YOUR SOLIN GENERATED RECIPE
Cottage Cheese Egg Scramble with Spinach and Tomatoes
Enjoy this light yet protein-packed breakfast scramble featuring fluffy scrambled eggs mixed with creamy low-fat cottage cheese, vibrant spinach, and juicy tomatoes, all gently sautéed in a hint of olive oil to create a hearty, flavorful start to your day.
INGREDIENTS
2 large Eggs
1/2 cup Low-Fat Cottage Cheese
1 cup Spinach
1 medium Tomato, diced
1.5 teaspoons Extra Virgin Olive Oil
PREPARATION
- Crack the eggs into a bowl and whisk lightly until well combined. 
- Mix in the low-fat cottage cheese with the whisked eggs. 
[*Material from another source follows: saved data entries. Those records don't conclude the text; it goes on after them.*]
PR #390, opened 2026-08-21
feat: add Valkey CRD for standalone instances

### LINKED ISSUE #388: [FEATURE]: add Valkey CRD for standalone instances
### Pre-flight checks

### Problem / Use case

Add Valkey CRD for standalone instances. This is fundamental block for upcoming ValkeySentinel and ValkeyCell CRDs.

### Proposed solution

Add type Valkey CRD.

### Scope of change

Large (new CRD, major behaviour change, requires design doc)

### API / behaviour impact

### Contribution

### Additional context

_No response_

deepakpunjabi:
This PR closes https://github.com/valkey-io/valkey-operator/issues/388.

### Summary

Adds the `Valkey` CRD, the first top-level API for running Valkey outside cluster mode. This PR is API types and validation only. The controller lands in a follow-up, so creating a `Valkey` today has no runtime effect. Not adding user facing docs for the same reason.

Design context is in discussion #387. This is the first slice of that plan, scoped deliberately so it avoids every decision still open in the discussion (selector versus ref linkage, per-node config, quorum-aware PDBs, monitor registration ownership).

- `spec.replicas` matches `ValkeyCluster.spec.replicas` semantics, so 0 means a lone primary and N means one primary plus N replicas. Only 0 is admitted for now.
- `spec.config` rejects `cluster-` keys, case-insensitively.
- Status reports `state`, `reason`, `message`, `primary`, `replicas`, `readyReplicas`, `observedGeneration` and conditions.
- `kubectl get valkey` prints State, Reason, Primary and Age.
- No existing behaviour changes. `ValkeyCluster` and `ValkeyNode` are untouched.

### Implementation

New files:

- `api/v1alpha1/valkey_types.go`: the `Valkey`, `ValkeySpec`, `ValkeyStatus` and `ValkeyState` types.
- `internal/controller/valkey_validation_test.go`: 20 envtest specs covering the CEL rules.
- `config/samples/v1alpha1_valkey.yaml`: minimal sample.

Generated or wired:

- `config/crd/bases/valkey.io_valkeys.yaml` and the `zz_generated.deepcopy.go` additions, both from `make manifests generate`.
- `config/crd/kustomization.yaml` gains the new CRD.

Three things worth reviewer attention:

1. **Check for `replicas` using `has()`**
Because `spec.replicas` is optional, leaving it out causes a "key not found" error if you check `self.replicas` directly. Using `has()` prevents this error so valid standalone instances aren't rejected.

**Result:**
* Missing field = allowed 
* `replicas: 0` = allowed
* `replicas: 2` = blocked

2. **Limit name length and block reserved suffixes**
Names in `metadata.name` are capped at 47 characters and cannot end in `-primary`, `-replicas`, or numbers (e.g., `-1`).

* **Length:** Child resources add text (like `valkey-<name>-replicas`), which must fit inside Kubernetes' 63-character limit.
* **Suffixes:** Prevents two instances from accidentally creating child resources with the same name.
* **Timing:** Setting these rules now prevents breaking existing deployments if validation is added later.

3. **`spec.podDisruptionBudget` is out of scope for now**
Pod Disruption Budgets (PDBs) don't make sense for a single pod. A budget either lets the pod get deleted immediately or blocks all maintenance entirely. Additionally, the only available mode (`Cluster`) doesn't apply to single pods. This field will be added later when multi-pod replication is supported.

### Limitations

- **No controller.** A `Valkey` object is accepted and validated but nothing reconciles it, so no pods are created. That is the next PR.
- **Standalone only.** `spec.replicas > 0` is rejected by a CEL rule until replication support lands. Relaxing that bound later is backwards compatible, whereas adding it later would not be.
- **No Sentinel.** No `spec.sentinel` block, since the linkage direction is still under discussion in #387.

### Testing

- `internal/controller/valkey_validation_test.go` adds 9 envtest.
- `make test` passes with no regressions.
- `make lint` passes.
- `pre-commit run --all-files` passes.

### Checklist


api/v1alpha1/valkey_types.go
```diff
@@ -0,0 +1,234 @@
...
+
+	// Containers holds additional containers, or overrides for the default
+	// ones, applied as a strategic merge patch.
+	// +optional
+	Containers []corev1.Container `json:"containers,omitempty"`
+
+	// Config holds additional Valkey configuration parameters.
+	// Cluster mode directives are not accepted here by design.
+	// +optional
+	Config map[string]string `json:"config,omitempty"`
```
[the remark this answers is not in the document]
deepakpunjabi: Addressed.

config/crd/bases/valkey.io_valkeys.yaml
```diff
@@ -0,0 +1,3945 @@
...
+                            required:
+                            - secretName
+                            type: object
+                        required:
+                        - server
+                        type: object
+                    required:
+                    - certificates
+                    type: object
+                type: object
```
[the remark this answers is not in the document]
deepakpunjabi: This was due to rebase adding changes to the CRD.

api/v1alpha1/valkey_types.go
```diff
@@ -0,0 +1,398 @@
...
+	// +optional
+	ImagePullSecrets []corev1.LocalObjectReference `json:"imagePullSecrets,omitempty"`
+
+	// Resources overrides the resource requirements for the Valkey container.
+	// +optional
+	Resources corev1.ResourceRequirements `json:"resources,omitempty"`
+
+	// Scheduling groups pod placement configuration for the instance's pods.
+	// +optional
+	Scheduling *SchedulingSpec `json:"scheduling,omitempty"`
```
jdheyburn, line 211: Can we copy SchedulingSpec to ValkeySchedulingSpec and use that instead please? We can just support these fields for now.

- Heat 1.5 teaspoons of extra virgin olive oil in a non-stick skillet over medium heat. 
- Add the spinach to the skillet and sauté until it begins to wilt, about 1-2 minutes. 
- Add the diced tomato and cook for another minute until slightly softened. 
- Pour in the egg and cottage cheese mixture, stirring gently to combine with the vegetables. 
- Cook the scramble, stirring occasionally, until the eggs are set but still soft. 
- Season with a pinch of salt and pepper to taste, then serve immediately.